Aim of the task:
Scan the entries below for the word "format". Copy out every line in which it occurs.

Records for this task:
PR #291, opened 2020-10-23
info.rs refactoring

o2sh:
I extracted from info.fmt() the part responsible for merging together the `info_lines` and `logo_lines` into a separate struct: `Printer`

### DIFF
--- a/src/onefetch/cli_utils.rs
+++ b/src/onefetch/cli_utils.rs
@@ -1,0 +1,94 @@
+use crate::onefetch::{ascii_art::AsciiArt, error::*, info::Info, language::Language};
+use colored::Color;
+use std::env;
+use std::io::Write;
+use strum::IntoEnumIterator;
+
+pub struct Printer<W> {
+    writer: W,
+    info: Info,
+}
+
+impl<W: Write> Printer<W> {
+    pub fn new(writer: W, info: Info) -> Self {
+        Self { writer, info }
+    }
+
+    pub fn print(&mut self) -> Result<()> {
+        let center_pad = "   ";
+        let info_str = format!("{}", &self.info);
+        let mut info_lines = info_str.lines();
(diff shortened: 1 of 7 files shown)


src/onefetch/cli_utils.rs
```diff
@@ -0,0 +1,94 @@
...
+                    (Some(logo_line), None) => buf.push_str(&format!("{}\n", logo_line)),
+                    (None, Some(info_line)) => buf.push_str(&format!(
+                        "{:<width$}{}{:^}\n",
+                        "",
+                        center_pad,
+                        info_line,
+                        width = logo_lines.width()
+                    )),
+                    (None, None) => {
+                        buf.push_str("\n");
```
spenserblack, line 57: This might result in a clippy error.
```suggestion
                        buf.push('\n');
```

src/onefetch/cli_utils.rs
```diff
@@ -0,0 +1,94 @@
...
+        let colors: Vec<Color> = Vec::new();
+        let mut buf = String::new();
+        if let Some(custom_image) = &self.info.config.image {
+            if let Some(image_backend) = &self.info.config.image_backend {
+                buf.push_str(&image_backend.add_image(
+                    info_lines.map(|s| format!("{}{}", center_pad, s)).collect(),
+                    custom_image,
+                ));
+            } else {
+                panic!("No image backend found")
```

Result for this exercise:
+        let info_str = format!("{}", &self.info);
+                    (Some(logo_line), None) => buf.push_str(&format!("{}\n", logo_line)),
+                    (None, Some(info_line)) => buf.push_str(&format!(
+                    info_lines.map(|s| format!("{}{}", center_pad, s)).collect(),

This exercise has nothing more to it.